As those skilled in the art will readily appreciate, since the surfaces 44, 44' are mirror images of each other, and since the openings 36, 36' are mirror images of each other, the same washer 38 can be used to seal either opening 36, 36' by merely flipping the washer 38 with the appropriate surface 44, 44' facing the outer annular wall 12. To prevent incorrect installation of the washer 38, each of the posts 42, 42' is asymmetric in shape, as shown in FIG. 3, so that the tip 72 of the post 42, 42' will hang up on the outer wall 12 if improperly installed, preventing the washer 38 from resting flush against the outer wall 12. This is intended as a visual and physical indicator that the washer 38 is improperly installed, indicating that the washer 38 should be flipped over and re-installed so that it does lie flush against the outer wall 12.
Each opening 36 is slightly smaller dimensioned than the washer 38 thereon to prevent the washer 38 from passing therethrough, and each washer 38 has a geometric center 46 and a hole 48 to receive one of the studs 34. The hole 48 is off-centered relative to the center 46 of the washer 38 to properly position the stud 34 within the opening 36.

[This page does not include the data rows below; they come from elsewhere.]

PR #98, opened 2022-04-27
Fix the missing -fstab switch on the new package code

rminnich:
We have been doing parallel development and this got lost.

### DIFF
--- a/cmds/cpu/cpu.go
+++ b/cmds/cpu/cpu.go
@@ -439,6 +439,11 @@ func newCPU(host string, args ...string) error {
 	if len(*cpudCmd) > 0 {
 		c.WithCpudCommand(*cpudCmd)
 	}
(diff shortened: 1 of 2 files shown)


cmds/cpu/cpu.go
```diff
@@ -439,6 +439,11 @@ func newCPU(host string, args ...string) error {
 	if len(*cpudCmd) > 0 {
 		c.WithCpudCommand(*cpudCmd)
 	}
+	if len(*fstab) > 0 {
```
rminnich, line 442: honestly, the if is not really needed, but well ... no harm.

brho: can see either way.  you've got the len check elsewhere already

brho (approved):

PR #100, opened 2022-04-29
Continuecleanup

rminnich:
This brings in all the changes in the old cpu that ran ahead of the packages.

Next week it's start writing tests. All kinds of tests.


client/cpu9p_unix.go
```diff
@@ -0,0 +1,82 @@
...
+			mtime = time.Unix(int64(attr.MTimeSeconds), int64(attr.MTimeNanoSeconds))
+		}
+		if e := os.Chtimes(l.path, atime, mtime); e != nil {
+			err = multierror.Append(e)
+		}
+	}
+
+	if mask.CTime {
+		// The Linux client sets CTime. I did not even know that was allowed.
+		// Change the create time of a file?
```
brho: ctime isn't create time.  it's the time the file was changed.  "create time" is btime (birth).

client/cpu9p_unix_test.go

FIGS. 5 and 6 show the method of individually removing one of the segments 20. After the nuts 32 and washers 38 have been removed from the studs 34, the segment 20 is slid in a downstream direction parallel to the axis 60 a distance at least as great as the predetermined distance 40 so that the upstream edge 24 of the segment 20 clears the overlapping downstream edge 26 of the inner wall 13 immediately upstream of the segment 20, as shown in FIG. 5. Then the segment 20 is slid radially toward the axis 60, and removed from the liner 10, as shown in FIG. 6. By providing for the individual removal of the segments as described above, the cost of maintaining the combustor and the overall cost of operating gas turbine engines that incorporate the liner disclosed herein can be reduced.
It should be understood that the invention is not limited to the particular embodiments shown and described herein, but that various changes and modifications may be made without departing from the spirit and scope of this novel design as defined by the claims below.